Question: How To Simulate The Null Distribution For Tajima'S D?
3
7.8 years ago by
David W4.7k
New Zealand
David W4.7k wrote:

I know there are a few populations genetics/molecular evolution types in the Biostar community, so hopefully someone has already run into this problem.

I've calculated Tajima's D statistic for a couple of DNA alignments using the R package PEGAS, which gives a p-value using a Beta distribution. It happens that the Beta distribution doesn't perfectly model the distribution of D under neutral evolution, so many authors simulate data under neutrality to make a null distribution. Unfortunately, all the methods for these papers tend to say about this procedure is "we used `ms` to simulate the null...".

Does anyone know how to do this properly.

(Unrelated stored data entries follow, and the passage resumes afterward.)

PR #2689, opened 2025-09-12
MNT: simplify cibuildwheel setup

neutrinoceros:
Explanation: unconditionally setting `CIBW_*` env variables is redundant and a footgun.

- redundant, because all variable we *want* to set dynamically via, e.g., `ci/triage_build.sh`, are already exported to `$GITHUB_ENV`
- a footgun, because if there's nothing to pass, we still define env vars as empty strings, which will take precedent over any corresponding option defined in the `[tool.cibuildwheel]` static table. This costed me longer than I care to admit to realise, so I'd like to simplify the setup before I forget and become subject to the same costly mistake again.

### DIFF
--- a/.github/workflows/build_wheels.yml
+++ b/.github/workflows/build_wheels.yml
@@ -93,12 +93,6 @@ jobs:
 
       # Now actually build the wheels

My understanding was you simulated data with a matching number of segregating sites, so it you had 100 samples and 20 segregating sites you'd do

``````ms 100 1000 -s 20
``````

giving 1000 simulations. However when I calculate D from those simulations I get a skewed distribution with a mean near to 1 (I would have though it would b 0) but a p-value pretty close to the one using the Beta distribution. It's entirely possible I messed up somewhere in the calculations, (you can see my function here) but I thought I'd make sure I'm actually simulating the distribution correctly before I pick that apart.

population sequence • 4.3k views
written 7.8 years ago by David W4.7k

Yeah! Love population genetics questions!

4
7.8 years ago by
Jarretinha3.3k
São Paulo, Brazil
Jarretinha3.3k wrote:

Aha! Found the problem! After checking you code carefully for mistakes (found none) I've noted that your interpretation (and expectation) of the test could be you problem. Tajima's D isn't normally distributed and is naturally skewed. By using a fixed number of segregating sites, 4Nu/2Nu will vary between samples to enforce the restriction. So, you can obtain a positively skewed distribution even in a neutral setup. I'm not aware of the overall sensitivity of Tajima's D in this situation. You can try to generate a much larger number of samples and verify if the skeweness still persists. If PEGAS is correct, it should decrease.

Cheers Jarretinha, looks like I might need to do some digging into pop. gen. or just use Arlequin and move on :)

3
7.8 years ago by
Casey Bergman18k
Athens, GA, USA
Casey Bergman18k wrote:

You are on the right track and Jarretinha provides additional (correct) insight into the problem. If you need to check whether your solution in R is giving good results, you can run a test alignment through your script and also through DNAsp, which provides methods to compute the confidence interval on Tajima's D via standard neutral coalescent simulations.

3
7.8 years ago by
David W4.7k
New Zealand
David W4.7k wrote:

(not sure if this should be an answer, a comment or an edit to the original question - let me know if I'm doing it wrong...)

So, it turns out there was something funny going on in the way I was calculating D_ from my simulated data (I suspect the polymorphism counting step, but having dissected that yet). Thankfully `ms` comes with another utility `sample_stats` that calculates some of the standard diviersity indices including _D for each replicate so

``````ms 20 100 -s 20 | sample_stat > sims.tsv
``````

Creates a text file with D_ in the sixth column. To call this in R and get the distribution of _D I've used

``````cmd <- paste("ms", n, nreps, "-s", S, "| sample_stats")
sims <- system(cmd, intern=TRUE)
get.D <- function(x) unlist(strsplit(x, "\t"))[6]
Ds <- as.numeric(unlist(lapply(sims, get.D)))
``````

Which gives a result close to that of Arlequin (haven't checked DNAsp).

Thanks Casey and Jarretinha - both helpful answers, Jarrenthinha get's the Big Green Tick since getting to the bottom of what I was actually expecting from the simulations is what helped me get this answer.